30B WILLOW TITS AT WOOLSTON EYES NATURE RESERVE - 2010

by Alan Rustell

 

The Willow Tit (Poecile montanus) is a charming bird and part of its allure to the ornithologist may be that it is the only British titmouse, other than the Crested Tit (Parus cristatus), which excavates its nest chamber. It is now becoming extremely scare (Red Listed) and recent estimates put its decline at 70% over the past 20 years (BTO - British Trust for Ornithology).

 

Woolston Eyes Reserve appears to be one of the few places in the country where it is holding its own. However, it can be easily overlooked wherever it is found, often due to its tendency to silence during the breeding season. Many birdwatchers only obtain their sightings from its presence at feeders during the winter. It can easily be confused with the Marsh Tit (Poecile palustris), although in Chesire, this species appears to have a more westerly distribution around Chester and the Wirral.

 

The easiest way to identify the Willow Tit is to become acquainted with its calls. Whilst it can make several tit-like utterances the main note that confirms its presence is the famous 'tchay' call, which to my ear sounds more like "eeze, eeze, eeze". The other is its charming song, a clear "tew, tew, tew" that often recalls part of the song of a Greenfinch. These main calls are diagnostic and easily separate it from its close relative, the Marsh Tit.
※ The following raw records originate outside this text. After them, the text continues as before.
PR #657, opened 2019-09-09
IAM role validation with STS service

tbak:


titus-ext/aws/src/main/java/com/netflix/titus/ext/aws/DataPlaneControllerCredentialsProvider.java
```diff
@@ -0,0 +1,61 @@
...
+
+    @Override
+    public AWSCredentialsProvider get() {
+        String roleArn = configuration.getDataPlaneControllerRoleArn();
+        if (StringExt.isEmpty(roleArn)) {
+            return defaultCredentialsProvider;
+        }
+
+        String roleSessionName = configuration.getDataPlaneControllerRoleSessionName();
+        int roleSessionDurationSeconds = configuration.getDataPlaneControllerRoleSessionDurationSeconds();
```
andrew-leung: Why make local variables?

titus-ext/aws/src/main/java/com/netflix/titus/ext/aws/iam/AwsIamConnector.java
```diff
@@ -126,6 +153,46 @@ public void shutdown() {
...
+                        canAssumeCache.put(iamRoleName, true);
+                        connectorMetrics.success(IamConnectorMetrics.IamMethods.CanAgentAssume, startTime);
+                        return Mono.<Void>empty();
+                    })
+                    .onErrorMap(error -> {
+                        logger.debug("Error: {}", error.getMessage());
+                        connectorMetrics.failure(IamConnectorMetrics.IamMethods.CanAgentAssume, error, startTime);
+
+                        String errorCode = ((AWSSecurityTokenServiceException) error).getErrorCode();
+                        if ("AccessDenied".equals(errorCode)) {
```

To listen to the calls and song click the linkhttp://www.garden-birds.co.uk/birds/willowtit.htm

 

In a newsletter preceeding the current Cheshire Atlas, its author made a plea for observers to try to visit tetrads in the breeding season, where they had encountered the bird in winter. In the Atlas itself, he states that few extra records were forthcoming. Given the current concerns, it is worthwhile and valuable for all birdwatchers who locate Willow Tits in the breeding season to submit their records and if possible, to prove breeding. Watching the birds excavating can be a uniquely satisfying experience. Once the entrance has been bored they take the chips from the nest chamber and dispose of them at a short distance. Whilst thay are notoriously quiet in the nesting season. particularly when building and incubating, excavating birds can be noisy and easily tracked. The nest hole is usually in a rotting stump or limb less than 1.5 metres from the ground, though I frequently find nests between two and four metres high. Mid-March to mid-April is the prime time to find the birds excavating and also to hear the spring song.

 

It seems that major conclusions have not yet been reached for the reasons for the birds' drastic decline. In my experience, eviction from nest sites by Great and Blue Tits (Parus major and caeruleus) and the unwelcome attention of Great Spotted Woodpeckers (Dendrocopos major) are contributary factors. I have watched excavating birds fighting off Great Tits over a two hour period and have also a pair successfully defending their nest chamber against this stronger species. I have also watched a 'Battle Royal' were a 'Willow' grappled claw-to-claw with a Blue Tit at the base of the tree, beneath the nest hole.

 

A large percentage of the nests I find are attacked by the Great Spotted Woodpecker. This does not always occur when the nest is active. Sometimes they drill into the cavities after the young have fledged and I have often returned to a successful nest to find the hole enlarged of the chamber damaged. This year I discovered that a woodpecker will also often drill into a partially excavated cavity or before nest building has actually commenced. Great Spotted Woodpeckers seem to be attracted to Willow Tit borings and possibly the tell-tale wood chippings below. The cavity often has thin walls in a small diameter stump and renders it easy to break into. The Willow Tit also often choose to excavate in stumps that are habitually visited by woodpeckers and I have watched a woodpecker visit whilst excavation was in progress! Whatever the reason for failure, the tits have to start the whole process again and do not benefit fromthe more robust sites in natural holes, as with other titmice.

 

Woolston Eyes Reserve is a 'goldmine' for this species and therefore of national importance. Long may it continue to thrive there. Birdwatchers can help with the national census of this charming little bird by being alert in the breeding season and submitting any records they have. Actual proved breeding records are even more valuable and can contribute to greater understanding and reasons for the Willow Tit's decline.